▶ _Aim of the exercise_
Each line of the data below from the one holding "[BUG] [validate] manifests" to the one holding "PR #445, opened 2026-06-03", inclusive, is to be reproduced exactly; no other line belongs in the answer.

▶ _Data excerpts_
Issue #427, opened 2026-06-01
[BUG] [validate] manifests scanned before kubeconfig/context is validated


midays:
## Description

When an invalid `--context` is passed, `crane validate` scans the input directory and prints progress output before surfacing the error. The user sees a successful-looking log line followed by a fatal error, which is confusing.

## Steps to Reproduce

```bash
./crane validate --context does-not-exist -i output/
```

## Actual Result

```
INFO[0000] Scanned 3 distinct GVK+namespace tuples
Error: creating discovery client: context "does-not-exist" does not exist
```

## Expected Result

The context/kubeconfig should be validated before scanning starts. Error should surface immediately with no prior progress output:

```
Error: creating discovery client: context "does-not-exist" does not exist
```

## Root Cause

`Complete()` only loads the raw kubeconfig config, it does not validate the context. The discovery client is created later in `Run()` after `ScanManifests()` has already executed. The fix would be to attempt discovery client creation in `Validate()` or early in `Complete()` before scanning begins.

## Environment

- 2 minikube clusters, namespace admin (`src-dev` / `tgt-dev`)

PR #445, opened 2026-06-03
Fixed bug 427: Manifests scanned before kubeconfig/context

stillalearner:
## The Problem

  ```bash
  $ crane validate --context does-not-exist -i output/
  INFO[0000] Scanned 3 distinct GVK+namespace tuples      ← misleading progress
  Error: creating discovery client: context "does-not-exist" does not exist
```

##  The Fix

  Replaced ToRawKubeConfigLoader().RawConfig() with ToDiscoveryClient() in Complete(). The old call only parsed the kubeconfig file without checking whether the specified context exists. The new call creates a discovery client
  for the specific context, which validates the context name before Run() starts scanning.

  $ crane validate --context does-not-exist -i output/
  Error: creating discovery client: context "does-not-exist" does not exist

▶ _Solution to this task_
[BUG] [validate] manifests scanned before kubeconfig/context is validated


midays:
## Description

When an invalid `--context` is passed, `crane validate` scans the input directory and prints progress output before surfacing the error. The user sees a successful-looking log line followed by a fatal error, which is confusing.

## Steps to Reproduce

```bash
./crane validate --context does-not-exist -i output/
```

## Actual Result

```
INFO[0000] Scanned 3 distinct GVK+namespace tuples
Error: creating discovery client: context "does-not-exist" does not exist
```

## Expected Result

The context/kubeconfig should be validated before scanning starts. Error should surface immediately with no prior progress output:

```
Error: creating discovery client: context "does-not-exist" does not exist
```

## Root Cause

`Complete()` only loads the raw kubeconfig config, it does not validate the context. The discovery client is created later in `Run()` after `ScanManifests()` has already executed. The fix would be to attempt discovery client creation in `Validate()` or early in `Complete()` before scanning begins.

## Environment

- 2 minikube clusters, namespace admin (`src-dev` / `tgt-dev`)

PR #445, opened 2026-06-03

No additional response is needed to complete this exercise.